Но, не обращая внимания на окрик будочника, охваченный мыслью о новой шинели, Акакий Акакиевич лихорадочно набрасывает план осуществления своего замысла:
""... Не зажигать по вечерам свечи, а если что понадобится делать, идти в комнату к хозяйке и работать при ее свечке..." С этих пор как будто самое существование его сделалось как-то полнее, как будто бы он женился, как будто другой человек присутствовал с ним, как будто он был не один, а какая-то приятная подруга жизни согласилась с ним проходить вместе жизненную дорогу, — и подруга эта была не кто другая, как та же шинель на толстой вате, на крепкой подкладке без износу...".

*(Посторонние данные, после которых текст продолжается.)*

PR #2112, opened 2025-11-17
Defer updating workflow completion metrics until completion accepted by server

### LINKED ISSUE #2111: workflow_completed and workflow_continue_as_new counters should be logged after a successful reporting to the server

See https://github.com/temporalio/features/issues/222

cretz:
## What was changed

* Built new `workflowTaskCompletion` struct to represent workflow task completion instead of `interface{}`
* Added optional `applyCompletionMetrics` func to be called when the task completion is accepted
* Set `applyCompletionMetrics` with the workflow completed metrics to be applied on task completion accepted

## Checklist

1. Closes #2111

### DIFF
--- a/internal/cmd/build/main.go
+++ b/internal/cmd/build/main.go
@@ -172,11 +172,11 @@ func (b *builder) integrationTest() error {
 	if *coverageFileFlag != "" {
 		args = append(args, "-coverprofile="+filepath.Join(b.rootDir, coverageDir, *coverageFileFlag), "-coverpkg=./...")
 	}
+	args = append(args, "./...")
 	if *devServerFlag {
-		args = append(args, "-using-cli-dev-server")
+		args = append(args, "--", "-using-cli-dev-server")
 		env = append(env, "TEMPORAL_NAMESPACE=integration-test-namespace")
 	}
-	args = append(args, "./...")
 	// Must run in test dir
 	cmd := b.cmdFromRoot(args...)
 	cmd.Dir = filepath.Join(cmd.Dir, "test")
--- a/internal/internal_worker.go
+++ b/internal/internal_worker.go
@@ -1724,6 +1724,7 @@ func (aw *WorkflowReplayer) replayWorkflowHistory(logger log.Logger, service wor
 		return nil
 	}
 
+	var rawRequest proto.Message
 	if resp != nil {
 		completeReq, ok := resp.rawRequest.(*workflowservice.RespondWorkflowTaskCompletedRequest)
 		if ok {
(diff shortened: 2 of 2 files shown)


internal/internal_public.go
```diff
@@ -32,8 +32,8 @@ type (
 	WorkflowExecutionContext interface {
```
cretz, line 32: This is in `internal_public` but I don't see it referenced in `internalbindings` or having any side effects of my changing this interface (some methods already accepted parameters that couldn't be instantiated externally anyways).

@Quinn-With-Two-Ns - any concerns with the altering of this interface?

Quinn-With-Two-Ns: Is this interface even used? My IDE can't find a us of it?

internal/internal_task_handlers.go
```diff
@@ -1847,27 +1853,25 @@ func (wth *workflowTaskHandlerImpl) completeWorkflow(
...
 	// complete workflow task
 	var closeCommand *commandpb.Command
 	var canceledErr *CanceledError
 	var contErr *ContinueAsNewError
+	var metricCounterToIncrement string
 
 	if errors.As(workflowContext.err, &canceledErr) {
 		// Workflow canceled
-		metricsHandler.Counter(metrics.WorkflowCanceledCounter).Inc(1)
+		metricCounterToIncrement = metrics.WorkflowCanceledCounter
```
Quinn-With-Two-Ns, line 1867: Do you check if the existing test coverage for these completion metrics is sufficient to catch any potential bugs here? (I can check if you haven't just let me know)

internal/internal_public.go
cretz: Same, I doubt it is

internal/internal_task_handlers.go
cretz: I did not check, only confirmed existing tests pass and added my check w/ unhandled command that wouldn't have passed before. Doing a quick glance, I don't think any of these completion metrics have any coverage. Do you feel that new tests covering these existing metrics should be in this PR? I don't mind doing it if I must, will just add some time.

Quinn-With-Two-Ns: I think we should have test coverage to make sure these metrics are still being emitted correctly. Unfortunately we lack test coverage of some basic metrics in the Go SDK so we have to keep an eye out. I don't think it adds a lot of complexity to your test to iterate through the few other ways a workflow can complete.

cretz: Will do as part of this PR (may not be right away though)

internal/internal_task_pollers.go
```diff
@@ -577,7 +577,11 @@ func (wtp *workflowTaskProcessor) sendTaskCompletedRequest(
 			metrics.NoneTagValue, metrics.NoneTagValue))),
 		defaultGrpcRetryParameters(ctx))
 	defer cancel()
-	switch request := completedRequest.(type) {
+	if taskCompletion == nil {
+		// should not happen
+		panic("unknown request type from ProcessWorkflowTask()")
```
yuandrew, line 582: Why do we panic here instead of logging an error? Seems like Core's `dbg_panic` would be nice here, where we can panic for tests but only log an error when running an real worker

internal/internal_public.go
yuandrew: +1 don't see it being used anywhere

internal/internal_task_pollers.go
cretz: > Why do we panic here instead of logging an error?

Because we always did, see the `default` case of the type switch below, I just also put it up here to check the situation where `taskCompletion` could be nil. I have no opinion on whether we _should_ panic though.

internal/internal_task_handlers.go
cretz: Added test

PR #2113, opened 2025-11-18
Upgrade Datadog tracer to dd-trace-go v2

yarinzirlin:
- Updated imports from v1 (gopkg.in/DataDog/dd-trace-go.v1) to v2 (github.com/DataDog/dd-trace-go/v2)
- Updated struct types to use pointers (*tracer.Span, *tracer.SpanContext) as required by v2
- Replaced deprecated ChildOf() pattern with modern v2 approach:
  - Use Span.StartChild() for direct parent spans
  - Use tracer.WithStartSpanConfig() for span contexts
- Updated tests to handle v2 API changes (pointer types for mocktracer.Span)
- Removed unused helper functions (newSpanContextReader, spanContextReader)
- All tests passing

This upgrade ensures compatibility with the latest Datadog APM features and removes dependency on deprecated v1 APIs.

## What was changed
Updated dd-trace-go from the deprecated v1 to v2

## Why?
1. dd-trace-go v1 stopped working

## Checklist

1. How was this tested:
I ran the upgraded interceptor against my Datadog instance and saw the expected traces

### DIFF
--- a/internal/internal_workflow_testsuite.go
+++ b/internal/internal_workflow_testsuite.go
@@ -68,6 +68,16 @@ type (
 		callback         ResultHandler
 		activityType     string
 		heartbeatDetails *commonpb.Payloads
+		// Timeout configuration
+		heartbeatTimeout    time.Duration
+		startToCloseTimeout time.Duration
+		// Timeout tracking
+		startTime         time.Time // when activity started executing
+		lastHeartbeatTime time.Time
+		// Timeout result (set by monitoring goroutine)
+		timedOut           bool
+		timeoutType        enumspb.TimeoutType // which timeout occurred
+		cancelTimeoutWatch func()              // cancels the timeout monitoring goroutine
 	}
 
 	testWorkflowHandle struct {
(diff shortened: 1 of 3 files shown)


contrib/datadog/tracing/interceptor.go
```diff
@@ -6,11 +6,9 @@ import (
 	"errors"
 	"fmt"
 	"hash/fnv"
-	"strconv"
 	"strings"
 
-	"gopkg.in/DataDog/dd-trace-go.v1/ddtrace"
-	"gopkg.in/DataDog/dd-trace-go.v1/ddtrace/tracer"
```
jlegrone, line 13: There are two breaking changes here. They won't impact all users, but:

- Anyone specifying a `TracerOptions.OnFinish` function will need to modify their imports from `gopkg.in/DataDog/dd-trace-go.v1/ddtrace/tracer` to `github.com/DataDog/dd-trace-go/v2/ddtrace/tracer`. The [old](https://pkg.go.dev/gopkg.in/DataDog/dd-trace-go.v1@v1.74.8/ddtrace#FinishOption) and [new](https://pkg.go.dev/github.com/DataDog/dd-trace-go/v2/ddtrace/tracer#FinishOption) versions of this type are source compatible however, so no other changes are needed.
- Anyone using the `SpanFromWorkflowContext` function will need to modify their code to reference the new type if they pass the returned span into a function accepting the old `ddtrace.Span` type, or if they were calling the `Context()` method.

Breaking changes are technically ok to do without releasing a v2 of this module, since we are still on a pre-stable version (`v0.4.0`). I think it is acceptable to release this as `v0.5.0` as long as we document these breaking changes in the release notes. If necessary, we should still be able to backport bugfixes by tagging a `v0.4.1` version.

@yarinzirlin would you like to take a stab at writing the release notes for this version?

PR #2118, opened 2025-11-21
Add SpanFromWorkflowContext function for OTel

jessefoster:
## What was changed
Added a function which can extract Open Telemetry Span from Workflow Context.

## Why?
I saw Datadog had this capability already, see https://github.com/temporalio/sdk-go/pull/1711, and my project needs access to Open Telemetry spans.

## Checklist

1. How was this tested:
I've confirmed the feature works within my codebase and added unit tests as well.  I've run all automated testing as prescribed [here](https://github.com/temporalio/sdk-go/blob/master/CONTRIBUTING.md)

2. Any doc updates needed?
None that I'm aware of

### DIFF
--- a/contrib/opentelemetry/tracing_interceptor.go
+++ b/contrib/opentelemetry/tracing_interceptor.go
@@ -15,6 +15,7 @@ import (
 	"go.temporal.io/sdk/interceptor"
 	"go.temporal.io/sdk/log"
 	"go.temporal.io/sdk/temporal"
+	"go.temporal.io/sdk/workflow"
 )
 
 // DefaultTextMapPropagator is the default OpenTelemetry TextMapPropagator used
@@ -172,6 +173,21 @@ func (t *tracer) ContextWithSpan(ctx context.Context, span interceptor.TracerSpa
 		ctx = baggage.ContextWithBaggage(ctx, span.(*tracerSpan).Baggage)
 	}
 	return trace.ContextWithSpan(ctx, span.(*tracerSpan).Span)
+}
+
+// SpanFromWorkflowContext extracts an OpenTelemetry span from the given
+// workflow context.  If no span is found, a no-op span is returned.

"Отсель грозить мы будем шведу.
Здесь будет город заложен...".
Не помня себя, произносит вдруг Акакий Акакиевич: сшить новую шинель — это грандиозно! Это равносильно творениям Петра Первого.
В эту минуту Акакий Акакиевич велик.
"Он сделался как-то живее, даже тверже характером, как человек, который уже определил и поставил себе цель. С лица и с поступков его исчезло само собою сомнение, нерешительность, словом — все колеблющиеся и неопределенные черты.
Огонь порою показывался в глазах его, в голове даже мелькали самые дерзкие и отважные мысли: не положить ли, точно, куницу на воротник?.." (!!)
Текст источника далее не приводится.